I wish I could say that such a poetic start to the morning renders one invincible to all the daily demons of impatience, and indignation, of I-ness and My-ness and My-Soul-Is-A-Squashed-Tomato-ness. But apparently you can’t buy that kind of invincibility with a basketful of flowers. It takes a modicum more diligence, more vigilance than that. But what gathering a morning basketful of flowers can provide is- a sort of sacred space to set the tone of the day. There’s a Tibetan phrase for this that I learnt recently– penpa tang. And I have found that setting that sacred space does make a difference in how I live my day- or at least in my awareness of how I live my day. Or perhaps I’m just trying to dignify my self-proclaimed vocation, of, à la James Kavanugh, being born to–
“(…)catch dragons in their dens
And pick flowers
To tell tales and laugh away the morning
To drift and dream like a lazy stream
And walk barefoot across sunshine days”
Either way, I am here now with Neha, under the Coral Jasmine tree. When it rains at night, this tree pours. And it is monsoon season now, so the ground beneath the tree is carpeted in white and orange. Drifts of blossoms, so deep they can be gathered by the careful-not-to-crush fistful. I reach over with both hands, and shake the trunk gently. Neha tilts her head and looks up, watching the white sudden swirl of blossoms, blossoms falling like stars, falling like snowflakes. Her expression one of perfectly mingled awe and delight (my day is made in that moment.) We both bend in unison to the sweetly-scented task at hand. I find myself wondering, with a faint twinge of apprehension and amusement, what Neha is going to say next. I am loathe to let the lyricism of this moment veer into the prosaic. As ridiculous as it sounds, I find myself wanting to shield the sacredness of the space from small talk. This is because I have momentarily forgotten that 8-year-olds do not do small talk.

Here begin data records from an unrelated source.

PR #31164, opened 2025-05-12
fix(storybook): include storybook pkg version migration

dmitry-stepanenko:
Just noticed that storybook package is not being migrated to latest if it's installed explicitly


dmitry-stepanenko:
I see that rust installation has failed, should I trigger the CI again?

PR #31193, opened 2025-05-13
docs(core): disable tutorialkit for firefox

isaacplmann:
- Unrevert removing tutorialkit
- Disable interactive (right) side of tutorialkit when using Firefox
- Run npm install in the terminal instead of in the preview pane.  This makes it so that users can't enter commands until the install command finishes


Coly010:
Going to close this PR given its status and lack of attention - also considering docs site has had a refactor. If we need this we can reopen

“Do you like Mother Teresa?” Neha’s question asked in the micro-interval between one handful of blossoms and the next, is matter-of-fact and sans preamble.
“Y-yes,” I answer, somewhat startled, but also intrigued by, her choice of conversation starters.
“I also am liking her very much. She is helping all the people who are suffering from This and That. Nobody else to help them otherwise. All the people in the world say she is very kind. And then she died.”
The small heap of flowers in the basket is growing. Fresh, soft white flowers today. Dried brown brittle ones tomorrow.
“What did you say?” I have to know whether I heard the last part of this little impromptu speech correctly.
“She died,” says Neha, all of eight, “End of story.”
“End of story,” I echo.
“Pavithrakka look at this,” she is pointing to a fern under the tree, a fern that is now strewn with small white flowers, “It looks like the flowers grew there, no?” A thought I’ve so often had.
“Yes it does. Neha– what do you want to be when you grow up?” And in my head I have already framed her answer– she will want to help people suffering from This and That, like Mother Teresa.
Neha looks over at me for a brief moment, then–
“I think I will also be a Flower Collector,” she says.